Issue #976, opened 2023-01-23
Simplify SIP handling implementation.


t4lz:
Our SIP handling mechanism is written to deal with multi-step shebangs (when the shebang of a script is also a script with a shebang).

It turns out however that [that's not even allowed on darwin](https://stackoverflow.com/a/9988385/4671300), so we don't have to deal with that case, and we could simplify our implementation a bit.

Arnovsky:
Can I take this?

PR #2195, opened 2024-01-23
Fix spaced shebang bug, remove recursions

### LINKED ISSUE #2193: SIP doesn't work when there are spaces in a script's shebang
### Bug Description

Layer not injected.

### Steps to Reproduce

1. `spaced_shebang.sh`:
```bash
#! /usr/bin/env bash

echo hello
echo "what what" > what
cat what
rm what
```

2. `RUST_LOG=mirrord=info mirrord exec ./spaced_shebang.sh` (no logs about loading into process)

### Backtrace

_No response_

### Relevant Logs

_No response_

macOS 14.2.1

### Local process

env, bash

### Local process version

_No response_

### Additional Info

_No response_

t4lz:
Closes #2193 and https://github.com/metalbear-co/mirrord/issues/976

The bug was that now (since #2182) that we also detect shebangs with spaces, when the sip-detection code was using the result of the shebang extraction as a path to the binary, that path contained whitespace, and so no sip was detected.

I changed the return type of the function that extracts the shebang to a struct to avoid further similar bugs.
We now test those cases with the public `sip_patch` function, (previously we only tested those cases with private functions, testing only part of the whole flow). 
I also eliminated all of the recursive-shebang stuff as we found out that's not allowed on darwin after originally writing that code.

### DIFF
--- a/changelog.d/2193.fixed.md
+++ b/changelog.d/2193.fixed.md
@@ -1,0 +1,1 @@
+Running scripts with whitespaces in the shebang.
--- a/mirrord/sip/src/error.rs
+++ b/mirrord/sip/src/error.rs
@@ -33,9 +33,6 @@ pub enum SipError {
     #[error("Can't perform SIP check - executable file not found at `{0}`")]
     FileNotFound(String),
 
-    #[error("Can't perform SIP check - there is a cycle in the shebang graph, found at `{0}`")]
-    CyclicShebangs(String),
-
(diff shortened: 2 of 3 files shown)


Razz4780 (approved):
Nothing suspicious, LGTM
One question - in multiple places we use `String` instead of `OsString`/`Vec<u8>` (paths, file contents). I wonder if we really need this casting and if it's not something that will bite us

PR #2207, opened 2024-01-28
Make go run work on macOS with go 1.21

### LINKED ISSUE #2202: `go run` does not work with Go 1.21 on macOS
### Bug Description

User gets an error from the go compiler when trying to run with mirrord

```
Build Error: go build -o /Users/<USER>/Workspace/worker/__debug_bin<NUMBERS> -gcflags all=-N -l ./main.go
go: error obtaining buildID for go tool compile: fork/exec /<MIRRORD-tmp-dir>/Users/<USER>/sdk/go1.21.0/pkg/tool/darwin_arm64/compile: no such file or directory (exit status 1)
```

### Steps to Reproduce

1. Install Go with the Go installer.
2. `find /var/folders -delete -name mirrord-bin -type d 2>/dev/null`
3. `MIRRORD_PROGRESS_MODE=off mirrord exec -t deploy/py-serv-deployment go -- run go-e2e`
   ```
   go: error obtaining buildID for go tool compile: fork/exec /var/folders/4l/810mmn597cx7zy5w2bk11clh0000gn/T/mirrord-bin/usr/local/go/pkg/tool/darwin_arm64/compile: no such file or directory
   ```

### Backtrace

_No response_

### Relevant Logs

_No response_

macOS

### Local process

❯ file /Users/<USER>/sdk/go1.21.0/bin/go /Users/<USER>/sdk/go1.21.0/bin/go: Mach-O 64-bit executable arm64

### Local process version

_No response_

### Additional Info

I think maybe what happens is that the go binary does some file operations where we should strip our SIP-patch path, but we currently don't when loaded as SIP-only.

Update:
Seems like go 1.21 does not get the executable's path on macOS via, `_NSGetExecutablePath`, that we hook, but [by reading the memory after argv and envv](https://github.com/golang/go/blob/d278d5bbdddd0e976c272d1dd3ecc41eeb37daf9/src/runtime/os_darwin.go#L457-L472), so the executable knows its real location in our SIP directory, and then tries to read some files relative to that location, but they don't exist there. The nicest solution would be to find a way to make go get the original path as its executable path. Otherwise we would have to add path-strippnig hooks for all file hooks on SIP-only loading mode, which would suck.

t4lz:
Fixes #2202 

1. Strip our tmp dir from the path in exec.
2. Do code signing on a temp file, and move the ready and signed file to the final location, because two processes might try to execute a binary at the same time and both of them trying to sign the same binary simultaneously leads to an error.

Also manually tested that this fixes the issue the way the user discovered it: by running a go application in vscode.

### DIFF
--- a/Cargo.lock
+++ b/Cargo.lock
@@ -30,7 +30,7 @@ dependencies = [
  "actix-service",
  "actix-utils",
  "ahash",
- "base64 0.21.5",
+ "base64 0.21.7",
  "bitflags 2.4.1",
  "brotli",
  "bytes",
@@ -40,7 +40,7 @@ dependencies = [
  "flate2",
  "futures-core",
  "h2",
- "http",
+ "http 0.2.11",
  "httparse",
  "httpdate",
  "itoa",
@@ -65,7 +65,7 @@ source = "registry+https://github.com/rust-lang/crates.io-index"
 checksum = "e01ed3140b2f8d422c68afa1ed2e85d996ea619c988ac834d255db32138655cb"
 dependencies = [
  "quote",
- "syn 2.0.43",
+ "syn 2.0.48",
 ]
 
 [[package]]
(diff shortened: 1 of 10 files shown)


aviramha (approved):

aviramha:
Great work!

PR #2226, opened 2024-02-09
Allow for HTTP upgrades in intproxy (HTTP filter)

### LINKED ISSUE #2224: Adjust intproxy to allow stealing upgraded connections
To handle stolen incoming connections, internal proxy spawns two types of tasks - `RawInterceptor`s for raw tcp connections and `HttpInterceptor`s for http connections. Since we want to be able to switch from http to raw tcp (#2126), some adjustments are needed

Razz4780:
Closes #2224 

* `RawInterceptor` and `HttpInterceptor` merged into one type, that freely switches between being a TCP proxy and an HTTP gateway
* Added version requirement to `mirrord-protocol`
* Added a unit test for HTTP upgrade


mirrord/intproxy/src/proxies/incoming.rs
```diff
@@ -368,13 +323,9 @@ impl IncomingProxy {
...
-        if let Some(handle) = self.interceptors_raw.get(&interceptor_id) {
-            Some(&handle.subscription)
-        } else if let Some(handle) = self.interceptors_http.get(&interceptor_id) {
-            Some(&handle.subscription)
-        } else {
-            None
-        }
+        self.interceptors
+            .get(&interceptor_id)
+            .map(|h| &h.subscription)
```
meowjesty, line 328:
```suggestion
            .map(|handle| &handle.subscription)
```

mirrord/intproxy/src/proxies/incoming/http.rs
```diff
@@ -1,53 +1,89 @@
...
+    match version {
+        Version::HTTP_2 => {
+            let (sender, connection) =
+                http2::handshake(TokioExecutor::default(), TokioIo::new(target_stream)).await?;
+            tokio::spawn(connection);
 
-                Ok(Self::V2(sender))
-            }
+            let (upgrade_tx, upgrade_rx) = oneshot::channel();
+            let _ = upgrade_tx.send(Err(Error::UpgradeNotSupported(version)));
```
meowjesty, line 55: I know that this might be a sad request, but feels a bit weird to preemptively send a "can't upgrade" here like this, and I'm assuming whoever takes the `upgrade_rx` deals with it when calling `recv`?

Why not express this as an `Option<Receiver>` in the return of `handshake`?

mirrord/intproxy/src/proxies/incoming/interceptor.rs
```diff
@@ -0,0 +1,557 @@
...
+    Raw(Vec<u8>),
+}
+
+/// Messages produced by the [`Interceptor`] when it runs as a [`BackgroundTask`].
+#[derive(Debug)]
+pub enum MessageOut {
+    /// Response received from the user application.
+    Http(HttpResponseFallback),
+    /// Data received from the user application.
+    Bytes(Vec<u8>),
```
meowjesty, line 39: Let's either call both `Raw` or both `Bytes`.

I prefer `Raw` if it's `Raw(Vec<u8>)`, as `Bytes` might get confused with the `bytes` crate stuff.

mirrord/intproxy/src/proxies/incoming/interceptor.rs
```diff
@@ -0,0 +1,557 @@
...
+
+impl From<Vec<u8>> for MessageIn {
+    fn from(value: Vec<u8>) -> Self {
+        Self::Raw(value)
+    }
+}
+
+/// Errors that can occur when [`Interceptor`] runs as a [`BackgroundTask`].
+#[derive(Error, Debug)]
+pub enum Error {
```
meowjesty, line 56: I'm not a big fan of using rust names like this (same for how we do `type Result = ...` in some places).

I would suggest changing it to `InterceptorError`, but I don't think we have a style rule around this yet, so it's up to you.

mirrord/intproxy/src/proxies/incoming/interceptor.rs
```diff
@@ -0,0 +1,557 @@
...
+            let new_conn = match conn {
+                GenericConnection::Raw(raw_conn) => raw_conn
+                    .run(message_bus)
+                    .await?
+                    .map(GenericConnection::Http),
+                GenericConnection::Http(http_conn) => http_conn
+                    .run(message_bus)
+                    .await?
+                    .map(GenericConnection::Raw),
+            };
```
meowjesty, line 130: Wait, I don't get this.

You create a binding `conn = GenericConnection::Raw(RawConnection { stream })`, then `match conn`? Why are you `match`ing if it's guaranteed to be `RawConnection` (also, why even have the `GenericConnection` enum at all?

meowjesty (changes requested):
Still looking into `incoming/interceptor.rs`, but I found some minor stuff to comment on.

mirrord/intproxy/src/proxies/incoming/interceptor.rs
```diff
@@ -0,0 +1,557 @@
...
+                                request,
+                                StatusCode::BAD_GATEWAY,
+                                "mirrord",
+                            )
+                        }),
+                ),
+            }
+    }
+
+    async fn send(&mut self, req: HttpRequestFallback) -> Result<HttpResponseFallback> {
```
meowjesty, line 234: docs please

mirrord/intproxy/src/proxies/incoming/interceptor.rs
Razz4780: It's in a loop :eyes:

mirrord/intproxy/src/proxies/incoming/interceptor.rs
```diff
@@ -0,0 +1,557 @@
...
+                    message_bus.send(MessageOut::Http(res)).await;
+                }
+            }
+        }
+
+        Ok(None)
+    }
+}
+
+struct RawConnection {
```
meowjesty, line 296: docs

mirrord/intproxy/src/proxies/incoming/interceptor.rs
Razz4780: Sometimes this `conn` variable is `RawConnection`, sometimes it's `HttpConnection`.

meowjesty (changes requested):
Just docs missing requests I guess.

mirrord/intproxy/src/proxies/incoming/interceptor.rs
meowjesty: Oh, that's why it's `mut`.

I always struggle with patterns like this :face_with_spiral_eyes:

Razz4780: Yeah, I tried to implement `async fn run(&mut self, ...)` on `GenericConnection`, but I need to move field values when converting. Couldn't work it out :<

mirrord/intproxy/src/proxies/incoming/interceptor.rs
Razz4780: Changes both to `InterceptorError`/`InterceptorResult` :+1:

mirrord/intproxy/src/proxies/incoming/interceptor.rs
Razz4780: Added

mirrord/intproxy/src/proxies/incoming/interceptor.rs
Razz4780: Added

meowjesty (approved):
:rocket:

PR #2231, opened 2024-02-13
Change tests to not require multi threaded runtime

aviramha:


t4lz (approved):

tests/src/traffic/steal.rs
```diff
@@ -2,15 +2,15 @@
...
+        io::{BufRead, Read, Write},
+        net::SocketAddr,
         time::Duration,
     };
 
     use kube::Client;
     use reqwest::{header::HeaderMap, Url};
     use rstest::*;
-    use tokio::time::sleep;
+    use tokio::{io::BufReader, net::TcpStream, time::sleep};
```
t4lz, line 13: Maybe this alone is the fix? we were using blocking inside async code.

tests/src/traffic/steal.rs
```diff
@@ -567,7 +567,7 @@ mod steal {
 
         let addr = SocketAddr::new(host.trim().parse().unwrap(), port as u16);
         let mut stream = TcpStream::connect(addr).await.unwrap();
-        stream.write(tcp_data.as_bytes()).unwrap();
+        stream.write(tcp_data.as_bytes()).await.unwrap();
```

════════════════

**Goal of the exercise:** Search the data above for the word "LINKED". Copy each line it is in.

**Output:**
### LINKED ISSUE #2193: SIP doesn't work when there are spaces in a script's shebang
### LINKED ISSUE #2202: `go run` does not work with Go 1.21 on macOS
### LINKED ISSUE #2224: Adjust intproxy to allow stealing upgraded connections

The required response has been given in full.